Elvyn toured nationally in the United States from 1909 to 1914. She performed Liszt's Piano Concerto No. 2 in A major with the New York Philharmonic on November 21, 1909. She lived in Chicago and concentrated her performing schedule especially in the American midwest. She played with the symphony orchestras of Minneapolis, St. Paul, Detroit, and Cincinnati, and toured with the St. Louis Symphony Orchestra. She gave the closing performance at the Iowa State Music Teachers' Convention in 1914.

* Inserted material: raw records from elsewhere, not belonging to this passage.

PR #122, opened 2020-08-13
Feature/ally

yalania:
- Dialogues for ally
- Lightball recieve from ally
- Move around the scene

Note: Right now you can skip recieving the lightball, I will continue developing it once we have this merge.


Scripts/src/Script/AllyInteractionsScript.cpp
```diff
@@ -0,0 +1,170 @@
...
+	{
+		can_start_next_dialogue = false;
+		camera->active = false;
+	}
+}
+
+//Copied from mushdoom
+void AllyInteractionsScript::RotateTowardsPlayer() const
+{
+	float3 desired_direction = player_1->player_go->transform.GetGlobalTranslation() - owner->parent->transform.GetGlobalTranslation();
```
Dartemiss, line 165: It only looks to the player1? Maybe could Look into the closer player instead

yalania: in most multi games only the player one can trigger conversations etc, so I just used player1

Scripts/src/Script/LightBall.cpp
```diff
@@ -102,7 +93,7 @@ void LightBall::Update()
 		return;
 	}
 
-	if(input_manager->GetGameInput("LightBall", static_cast<PlayerID>(current_player_controller->player - 1)))
+	if(!mAllyHasLightBall && input_manager->GetGameInput("LightBall", static_cast<PlayerID>(current_player_controller->player - 1)))
```
JorxSS, line 96: cs here

Scripts/src/Script/LightBall.h
```diff
@@ -158,6 +159,9 @@ class LightBall : public Script
 
 	//Delete when the animations and STM work better
 	float frame_counter = 0.f;
+
+	//Ally LightBall Tutorial
+	bool mAllyHasLightBall = true;
```
JorxSS, line 164: cs here with this variable

Scripts/src/Script/Script.cpp
```diff
@@ -91,5 +91,6 @@ void Script::ShowDraggedObjects()
 
 Script::~Script()
 {
+	//delete panel;
```
JorxSS, line 94: ???

yalania: I have seen there are a lot of memory leaks in the gameplay project, this an example but need to add ENGINE_API to the destructor, as you are going to test it with master branch I left it commented so you don't have linking issues

Dartemiss: Which memory leaks did you find?

yalania: just do a search for = new and you will se most of the allocated stuff is never deleted, right now I don't remember all of them

Dartemiss: wow u are right, all the instances and the states of the STM of enemies.

JorxSS (approved):
Sorry for the delay
image

Dartemiss (approved):
GJ Anabel! :D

Despite her announced retirement in 1917, returned briefly to the stage in 1918 and 1919, after marriage and motherhood, as Myrtle Elvyn-Bloch. In 1918 she gave a recital to benefit the Mother's Aid organization of the Chicago Lying-in Hospital. She gave another benefit performance for Mother's Aid in 1921.

Compositions by Elvyn included "Serenade" (1911) and "Novelette" (1911).

==Personal life==
Myrtle Elvyn married Harry L. Bloch (1882–1967) in February 1917, in a ceremony performed by Chicago rabbi Gerson B. Levi. They had sons Harry (1917–1973) and Edward. She was widowed when Harry L. Bloch died in Switzerland in 1967. She died in February 1975, aged about 88 years.